# First time with my Kahr PM9 at the range... impressions



## Ryan A (May 16, 2009)

So, a little over a week ago I sold a Taurus Millennium pt140 and picked up a kahr pm9 as my primary carry gun. Yesterday, my roommate and I had a chance to visit the Richmond Hill range so he could put a few rounds through his PPS and I could break in the PM9. 

My first impressions were that it wasn't as fun as accurate or as easy to shoot as my pt140 was ... nor did it feel as well put together as the pt140. I put exactly 200 rounds of blazer brass 9mm 110grain fmj through the gun. During the 200 rounds I inenvertantly pressed the mag release 4 times (which of course caused it not to chamber the next round) and had 7 failure to ejects. The failures to eject all started during the 3rd 50 round box and progessively got worse. During the 2nd to the last clip it displayed 3 failures to eject. These failures to eject didn't jam the slide they were completely inside the chamber. Through the entire 200 rounds I never cleaned the gun at all, so maybe the failure to ejects could have been due to the gun being dirty?!?!? 

During the one month period I owned the pt140 I put between 450-500 rounds through it and at no time did it ever have any sort of hiccup.
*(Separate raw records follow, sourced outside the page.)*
PR #886, opened 2024-11-07
fluentd 1.17.1, fix webrick CVE

danielhoherd:
## Details

Rebuild fluentd requirements, which solves webrick CVE and supersedes https://github.com/astronomer/ap-vendor/pull/885

## Related Issues

NA, KTLO work

## Checklist

- [x] version.txt was updated


Shubham-astro (approved):
Looks good, simple version upgrade

Shubham-astro:
@danielhoherd I see scan-twistlock  has failed due to:
```
(CIS_Docker_v1.5.0 - 4.1) Image should be created with a non-root user 
```

I think this may need a separate ticket to resolve.?

danielhoherd:
@Shubham-astro fluentd needs root permissions. It is one of the only components in our stack that needs it. Fluentd must mount bare-metal log directories that are only accessible to the bare-metal OSes root user.

pgvishnuram:
Fluentd requires root privileges to read node logs we cannot remove it

danielhoherd:
The problem version of ruby is installed as part of the core ubuntu 24.04 ruby libraries:

```
# dpkg -S /usr/lib/ruby/gems/3.2.0/gems/rexml-3.2.5
libruby3.2:arm64: /usr/lib/ruby/gems/3.2.0/gems/rexml-3.2.5
```

This package is currently `3.2.3-1ubuntu0.24.04.3`, so we'll have to wait for a new version of that.

danielhoherd:
11 days later ubuntu still has not patched the libruby CVEs here.

PR #941, opened 2025-02-06
6786 Move git-sync-relay build to github.com/astronomer/git-sync-relay (private repo)

danielhoherd:
## Details

I am moving the git-sync-relay build to a private repo. This is for a few reasons:
- The rewrite of the component makes this something that is not FLOSS code anymore.
- The build requires accessing a private git repo, which ap-vendor is not set up to do.
- This keeps all the build components in a single repo, not spread between the python code repo and the docker image build repo.
- This isn't vendored software, it's our software, so this really isn't the right repo for it.

## Related Issues

<https://github.com/astronomer/issues/issues/6786>

## Checklist

- [X] version.txt was deleted 😆

Do not merge this until we have a proper build running from https://github.com/astronomer/git-sync-relay


pgvishnuram:
if we remove this for the older versions of platform how we be able to maintain patch fixes

danielhoherd:
> if we remove this for the older versions of platform how we be able to maintain patch fixes

@pgvishnuram we will patch them in the new repo. The current version is what we want all future git-sync deploys to use, because it adds the features requested in https://github.com/astronomer/issues/issues/6797

PR #951, opened 2025-03-04
add signal handlers to sidecar_server.py script

Shubham-astro:
## Details

This PR adds proper signal handling to the `sidecar_server.py` script to ensure container graceful termination. Currently, when a kill signal (like SIGTERM) is sent to the Python process , it doesn't properly propagate to the vector process, causing containers to hang during shutdown and requiring manual intervention.

### Problem
- The vector process doesn't receive termination signals when they are sent to the parent Python process 
- This causes containers to get stuck during shutdown, failing to terminate cleanly
- The issue is caused by using `shell=True` in subprocess creation, which creates an intermediate shell process

### Solution
1. Removed `shell=True` from the subprocess.Popen call to eliminate the intermediate shell
2. Added explicit signal handlers for SIGTERM and SIGINT signals
3. Ensured proper signal propagation to the vector process
4. Improved the quit_proc method to ensure all child processes are terminated

### Impact
- Containers will now terminate gracefully when receiving SIGTERM signals
- Reduces hanging containers in Kubernetes environments
- Improves overall system reliability and resource management

## Related Issues

https://github.com/astronomer/issues/issues/6714

## Checklist

- [ ] version.txt was updated

## Risk Assessment

**Low Risk**: This change affects container termination but doesn't impact the core functionality of the application. The risk is limited to the shutdown process, which is now more reliable.

## Testing

- Manually verified signal propagation on development cluster

Before the change the kill was not working:
Screenshot 2025-03-04 at 1 17 24 PM

After the change the kill is working as expected when the sidecar script receives the signal:
Screenshot 2025-03-04 at 1 17 58 PM


vector/sidecar_server.py
```diff
@@ -15,21 +15,28 @@
...
 from pathlib import Path
 
-ppid = os.getppid()
-print(f"{ppid=}", flush=True)
+
+def signal_handler(sig):
+    print(f"Received signal {sig}", flush=True)
+    if handler:
+        handler.quit_proc()
+    sys.exit(0)
```
danielhoherd, line 29: when testing this, after running `kill 1` i saw this in the vector logs:

```
Traceback (most recent call last):
  File "/usr/local/bin/sidecar_server.py", line 86, in <module>
    handler.run()
  File "/usr/local/bin/sidecar_server.py", line 76, in run
    time.sleep(5)
TypeError: signal_handler() takes 1 positional argument but 2 were given
```

vector/sidecar_server.py
```diff
@@ -15,21 +15,28 @@
...
+import signal
 import subprocess
+import sys
 import time
 from pathlib import Path
 
-ppid = os.getppid()
-print(f"{ppid=}", flush=True)
+
+def signal_handler(sig):
```
danielhoherd, line 25: This fixes the `signal_handler() takes 1 positional argument but 2 were given` error:
```suggestion
def signal_handler(sig, _):
```

danielhoherd (approved):
Once my suggestion is merged this is good to go.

I should get a better idea of my issues during my next trip to the range.


----------



## beretta-neo (Mar 11, 2009)

Personally, I am not too impressed with Taurus.
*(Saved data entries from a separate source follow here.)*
PR #965, opened 2025-03-10
Upgrade to ap-base:3.21.3-1

danielhoherd:
## Details

- Upgrade to ap-base:3.21.3-1, which is a jump from alpine 3.20 to 3.21
- Upgrade some build tool versions (orbs, ci runners, pre-commit hooks)
- Update some component versions to solve CVEs

## Related Issues

- <https://github.com/astronomer/issues/issues/6830>

## Checklist

- [x] version.txt was updated


nats-exporter/Dockerfile
```diff
@@ -14,23 +14,23 @@
 # limitations under the License.
 
 # Golang binary building stage
-ARG GO_VERSION=1.21
+ARG GO_VERSION=1.23
```
pgvishnuram, line 17: the underlying golang version for nats exporter for 1.15 is 1.21 https://github.com/nats-io/prometheus-nats-exporter/blob/v0.15.0/go.mod#L3

danielhoherd: It builds fine on 1.23 though. Is 1.23 going to cause problems?

danielhoherd: nats-exporter 0.16.0 uses golang 1.23, so i'm going to bump it to that. https://github.com/nats-io/prometheus-nats-exporter/releases/tag/v0.16.0

PR #966, opened 2025-03-12
Parse bundle backend metrics in statsd-exporter

jeremybeard:
## Details

This changes the statsd-exporter metrics mappings to include those emitted by the new Astro bundle backend.

## Related Issues

- https://github.com/astronomer/astro-bundle-backend/issues/13
- https://github.com/astronomer/astro-bundle-backend/pull/16

## Checklist

- [ ] version.txt was updated


jeremybeard:
@pgvishnuram Do I need to bump the patch version in `version.txt` even though I haven't bumped the underlying `statsd-exporter` version? Also I think your CVE push has linting errors.

danielhoherd:
@jeremybeard yes. version.txt controls which version is used for the docker tag. We never overwrite existing tags, so we always need to bump version.txt.

jeremybeard:
@danielhoherd Thanks, I just bumped it (down) to 0.28.0-2 because #952 is actually using 0.28.0-1 (the base image is 0.28.0)

PR #991, opened 2025-04-05
add trivy validator for ap-vendor

pgvishnuram:
## Details

Do not merge this PR until this description is replaced with relevant info about what images are being updated and what changes are being made.

## Related Issues

## Checklist

- [ ] version.txt was updated


bin/trivy_validator.py
```diff
@@ -0,0 +1,40 @@
...
+    if sorted_items:
+        return "\n\n" + "\n".join([f"{item}" for item in sorted_items]) + "\n"
+    return "none\n"
+
+
+def get_ignored_cves() -> list:
+    ignore_file = Path(f"{scan_results_file_path}/trivyignore")
+    if ignore_file.is_file():
+        return sorted({line.strip() for line in ignore_file.read_text().splitlines()})
+    return []
```
pgvishnuram, line 25: i can import this same function from twist_cli validator python script since both share the same code

pgvishnuram:
@danielhoherd

bin/trivy-scan.sh
```diff
@@ -38,4 +38,6 @@ if grep -q -i 'OS is not detected' trivy-output.txt ; then
   exit 0
 fi
 
-exit "${exit_code}"
+#exit "${exit_code}"
+export PROJECT_DIRECTORY="${scan_target}"
+python bin/trivy_validator.py
```
danielhoherd, line 43: I see that trivy_validator.py exits non-zero if there are CVEs, but I think we should keep this logic in as a fallback. It doesn't hurt.

```suggestion
export PROJECT_DIRECTORY="${scan_target}"
python bin/trivy_validator.py
exit "${exit_code}"
```

bin/trivy_validator.py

I just bought a PM9 today, and will try it tomorrow.

It is my understanding, that they routinely require a breakin.

You also may not have lubed it enough, and over time, it dried.
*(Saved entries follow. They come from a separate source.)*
PR #1050, opened 2025-08-05
remove twistcli config

pgvishnuram:
## Details

remove twistcli ignore from ap-vendor since we longer hold the subscription 

## Related Issues

## Checklist

- [ ] version.txt was updated


danielhoherd (approved):
LGTM.

PR #1057, opened 2025-08-21
Add tini to the alpine image

nickstenning:
## Details

Adds `tini` to the alpine image.

Having access to tini in a base image like this makes it convenient to use the base image for utility containers that don't justify an image of their own.

Specifically, a container that just runs a shell script with `/bin/sh -c ...` will usually have the problem that it doesn't forward SIGTERM (from Kubernetes) to child processes.

With tini we can make such containers run `/sbin/tini -- /bin/sh -c ...` and thus behave correctly in Kubernetes.

## Related Issues

This will be useful for https://github.com/astronomer/astro/issues/33755

## Checklist

- [x] version.txt was updated


nickstenning:
I will totally understand if on principle we don't want to add any dependencies to this image. I just thought I'd open this to see what folks thought, because `tini` is such a special case and it seems like it would be very handy to have this base image with `tini` in it for running simple containers that just run a shell script.

pgvishnuram (approved):

nickstenning:
Thanks @danielhoherd!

Give it 1 more trip before you jump to conclusions


----------



## beretta-neo (Mar 11, 2009)

I just put 200 FMJ rounds - 150 of which were CCI aluminum, and 39 JHP thru my brand new PM9 with night sights.

100%

Love da gun!


----------



## ericridebike (Mar 22, 2009)

I have a PM40 and love it. Like said before, don't count it out yet. Clean it good. And follow the advice in the owner's manual to the "T". As far as fun, accuracy, etc... remember what the gun is designed for. I see mine as a very good CCW weapon that is very compact & easy to conceal and carry. It's purpose is to be there to save my life or the life of others if the need ever arises. It is not a bullseye or target gun and as long as it will hit a man-sized target at practical self defense ranges, it is doing it's job. I can consistently hit vital areas on the targetup to 20-25yds(sure under stress those ranges may not be consistent). Mine has enough recoil due to it's small size and caliber that it really isn't "fun" to shoot, but I'm sure if I ever have to use it to protect myself, I'll never notice the recoil. I wish you luck and hopefully it will perform well for you. I think once you get through the break-in issues, they are one of the best CCW guns out there as far as size and having caliber sizes in 9mm, .40 SW, and even .45acp in guns nearly as small as a lot of .380's.


----------



## beretta-neo (Mar 11, 2009)

Yes, I nearly bought the 380 Kahr - ut the lack of 380 aammo made me change to the 9mm version...


----------



## YFZsandrider (Feb 28, 2009)

+1 on those 2 opinions! My favorite to shoot are 1911's, but I'd propably never carry one. For what you get in a Kahr- IT IS the perfect combination of size and concealability mixed with knock down power! Sure its not as small as some of the others such as ruger LCP and kel-tec, but offfers better firepower options, and I would far rather trust my accuracy to a comparable PM9 than either of those.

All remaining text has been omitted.